A son entrée dans la cathédrale de Montpellier ce matin, le cercueil de Georges Frêche porté sur les épaules de six costaleros*, ondoyait au dessus de la foule au même rythme, avec la ferveur d'un  paso, dans les rues de Granada pendant la Semaine sainte.

            A l'intérieur, le peuple des plus proches, celui des élus, du protocole, serrés les un contres autres.

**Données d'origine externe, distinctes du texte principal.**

Issue #1406, opened 2025-05-09
Wrong intersection of polygon and linestring


vissarion:
The following code

```cpp
#include <iostream>
#include <vector>
#include <boost/geometry.hpp>

namespace bg = boost::geometry;

int main() {
    // Define the polygon
    bg::model::polygon<bg::model::d2::point_xy<double>> polygon;
    bg::read_wkt("POLYGON((1 1.5,3.5 4.5,4 6,2.5 4.5,1 1.5))", polygon);

    // Define the linestring
    bg::model::linestring<bg::model::d2::point_xy<double>> linestring;
    bg::read_wkt("LINESTRING(1.5 1.5,0.5 1.5)", linestring);

    // Compute the intersection
    std::tuple<
        bg::model::multi_point<bg::model::d2::point_xy<double>>,
        bg::model::multi_linestring<bg::model::linestring<bg::model::d2::point_xy<double>>>
    > output;
    bg::intersection(polygon, linestring, output);

    // Print the results
    auto linestrings = std::get<1>(output);
    auto points = std::get<0>(output);
    std::cout << "Intersection linestrings: " << bg::wkt(linestrings) << std::endl;
    std::cout << "Intersection points: " << bg::wkt(points) << std::endl;

    return 0;
}
```

Gives the following incorrect output:
```
Intersection linestrings: MULTILINESTRING((1 1.5,0.5 1.5))
Intersection points: MULTIPOINT()
```

on current develop with clang-15 on ubuntu 22.

![Image](https://github.com/user-attachments/assets/13c74026-7013-4a8e-8fbf-91e10dab3419)

vissarion:
Similar issue, intersection of `POLYGON((1 1,3 5,4 6,3 4,1 1))` with `LINESTRING(0 0,1 1)`. Now the geometries intersect in a common vertex.

PR #1409, opened 2025-05-21
feat: Implement is_valid algorithm for polyhedral surfaces

vissarion:
This PR introduces support for the `is_valid` algorithm for polyhedral surface geometries. A polyhedral_surface is a 3D composite geometry formed by a collection of polygonal faces that meet at shared edges. The implementation follows the OGC Simple Features Specification and introduces structural and topological checks for polyhedral surfaces.

The following properties should hold (following OGC standard):

- Contiguity: All polygon patches must form a connected surface via shared boundary segments.
- Shared Edges: Shared boundaries must be finite LineStrings used in at most two polygons.
- Orientation: Shared boundaries must be traversed in opposite directions by adjacent polygons; global orientation must be consistent.

Six new validity failure types has been introduced that reflect the description of the standard. 

Below there is a matrix with valid and invalid cases with visualizations. Those cases (and a few more) are included in the unit tests of this PR. 

| Name                                               | Geometry                                                                                                                                                                                                                                     | Figure |
|----------------------------------------------------|----------------------------------------------------------------------------------------------------------------------------------------------------------------------------------------------------------------------------------------------|-----------------------------|
| valid_surface                                      | POLYHEDRALSURFACE(((0 0 0,0 1 0,1 1 0,1 0 0,0 0 0)),((0 0 0,0 0 1,0 1 1,0 1 0,0 0 0)),((0 0 0,1 0 0,1 0 1,0 0 1,0 0 0)),((1 1 1,0 1 1,0 0 1,1 0 1,1 1 1)),((1 1 1,1 0 1,1 0 0,1 1 0,1 1 1)),((1 1 1,1 1 0,0 1 0,0 1 1,1 1 1))) | ![Screenshot from 2025-05-21 16-52-54](https://github.com/user-attachments/assets/0ddb2629-bf4b-49ab-9992-ddfba7b1ee18) |
| valid_surface_non_convex                          | POLYHEDRALSURFACE(((0 0 0,0 1 0,1 1 0,1 0 0,0 0 0)),((0 0 0,0 0 1,0 1 1,0 1 0,0 0 0)),((0 0 0,1 0 0,1 0 1,0 0 1,0 0 0)),((1 1 1,0 1 1,0 0 1,1 0 1,1 1 1)),((1 1 1,1 0 1,1 0 0,1 1 0,1 .5 .5,1 1 1)))               | ![Screenshot from 2025-05-21 16-53-30](https://github.com/user-attachments/assets/954adfe2-efb4-413e-9758-fd55c65c3d9e) |
| valid_surface_holes                                | POLYHEDRALSURFACE(((0 0 0,0 1 0,1 1 0,1 0 0,0 0 0),(0.2 0.2 0,0.2 0.5 0,0.5 0.5 0,0.5 0.2 0,0.2 0.2 0)),((0 0 0,0 0 1,0 1 1,0 1 0,0 0 0)),((0 0 0,1 0 0,1 0 1,0 0 1,0 0 0)),((1 1 1,0 1 1,0 0 1,1 0 1,1 1 1)),((1 1 1,1 0 1,1 0 0,1 1 0,1 1 1)),((1 1 1,1 1 0,0 1 0,0 1 1,1 1 1))) | ![Screenshot from 2025-05-21 16-55-21](https://github.com/user-attachments/assets/72a00aa7-cf2f-4249-9805-21cbb63c0f47)  |
| invalid_surface_non_planar_face                    | POLYHEDRALSURFACE(((0 0 0,1 0 0,0 1 0,0 0 1,0 0 0)),((1 0 0,1 1 0,0 1 0,1 0 0)))                                                                                                                        | ![Screenshot from 2025-05-21 17-20-01](https://github.com/user-attachments/assets/f0ac921c-6bbb-4d00-b3fd-36267e1d702d)   |
| invalid_surface_collinear_points                   | POLYHEDRALSURFACE(((1 0 0,1 1 0,0 1 0,1 0 0)),((0 0 0,1 0 0,2 0 0,0 0 0)))                                                                                                                              |  ![Screenshot from 2025-05-21 17-10-21](https://github.com/user-attachments/assets/0cbc3240-3088-44ba-b90d-bdfd87ce296c)     |
| invalid_surface_few_points                         | POLYHEDRALSURFACE(((1 0 0,1 1 0,0 1 0,1 0 0)),((0 0 0,1 0 0,0 0 0)))                                                                                                                                    |  ![Screenshot from 2025-05-21 17-11-01](https://github.com/user-attachments/assets/160455b0-b0a6-4393-9ff8-1e9caf368e29)     |
| invalid_surface_invalid_intersection_boundary_interior | POLYHEDRALSURFACE(((0 0 0,1 0 0,0 0 1,0 0 0)),((0 1 0,0.5 -0.5 0.5,1 1 0,0 1 0)))                                                                                                                   | ![Screenshot from 2025-05-21 17-11-20](https://github.com/user-attachments/assets/7805e68c-d576-414d-90d7-999d1ff319f1)      |
| invalid_surface_invalid_intersection_boundary_boundary | POLYHEDRALSURFACE(((0 0 0,1 0 0,1 0 1,0 0 1,0 0 0)),((0 1 0,0 -1 1,1 -1 1,1 1 0,0 1 0)))                                                                                                               | ![Screenshot from 2025-05-21 17-11-36](https://github.com/user-attachments/assets/abe12aea-b14c-480d-8a46-86f47abc980a)      |
| invalid_surface_invalid_intersection_in_common_vertex | POLYHEDRALSURFACE(((0 0 0,1 0 0,1 0 1,0 0 1,0 0 0)),((0 1 0,1 0 1,1 1 0,0 1 0)))                                                                                                                      |  ![Screenshot from 2025-05-21 17-11-57](https://github.com/user-attachments/assets/d702ef12-04b6-4d83-8528-172449472010)     |
| invalid_surface_invalid_intersection_partial_edge   | POLYHEDRALSURFACE(((0 0 0,1 0 0,1 0 1,0 0 1,0 0 0)),((0 1 0,0.5 0 1,1 0 1,1 1 0,0 1 0)))                                                                                                                | ![Screenshot from 2025-05-21 17-12-11](https://github.com/user-attachments/assets/a962160f-af17-40b1-85a2-357d514a97b1)      |
| invalid_surface_disconnected_polygons              | POLYHEDRALSURFACE(((0 0 0,1 0 0,0 1 0,0 0 0)),((1 1 0,2 1 0,2 2 0,1 2 0,1 1 0)))                                                                                                                      |  ![Screenshot from 2025-05-21 17-19-31](https://github.com/user-attachments/assets/909293eb-e24a-4593-8998-8eb6cbf34365)     |
| invalid_surface_invalid_intersection_vertex_edge    | POLYHEDRALSURFACE(((0 0 0,1 0 0,0 1 0,0 0 0)),((0.5 0.5 0,2 1 0,2 2 0,1 2 0,0.5 0.5 0)))                                                                                                                | ![Screenshot from 2025-05-21 17-12-52](https://github.com/user-attachments/assets/67035568-5a18-433d-b450-6906c43465a6)      |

Ils étaient venus de partout : de Chalabre, aux confins de l'Aude et de l'Ariège, des Corbières, de Mende, de la Canourgue et de la Margeride en Lozère, des Cévennes  gardoises, des Pyrénées, de  l'Ardèche, du Puy de Dôme, de Lyon, de Bruxelles, du Mans... que sais-je ? Le silence était absolu.

            Sur le parvis, une foule, immense, compacte, celles des socialistes, du peuple de gauche,  des amis, des montpelliérains, des languedociens débordait depuis le matin des rues adjacentes, de la Place de la Canourgue en surplomb, toute  proche.

            Au sortir de la dépouille, telle la salida eglesia qui consacre en Espagne le rite du passage du paso de l'ombre de l'église à la lumière, la foule a crépité d'applaudissements, longtemps,  pendant tout le passage du cercueil.

            Moment intense d'émotion.

            Georges Frêche est parti, comme il a vécu, en Grand !

 

 

* C'est le nom donné aux personnes chargées de transporter dans les rues les scènes de la Passion du Christ qui forment les processions de la Semaine sainte en Espagne.

http://wikipedia.org/wiki/Costaleros

 

15:32 Publié dans Politique | Lien permanent | Commentaires (1)

Commentaires

Les images vidéo des obsèques de Georges Frêche: http://tinyurl.com/36ufho6

Des milliers de personnes debout dans le froid pendant plus de deux heures, un silence impressionnant coupé d'applaudissements durant le discours émouvant et juste de Raymond Dugrand et celui de Gérard Collomb, des applaudissements interminables à la sortie du cercueil, et "le temps des cerises" chanté par Yves Montand qui accompagnait le convoi. "Montpellier la surdouée" et toute la Région, ont fait à Georges Frêche des adieux inoubliables.
Tout le PS était là, et toutes et tous ont tenu à manifester que Georges Frêche restait bien le premier des nôtres.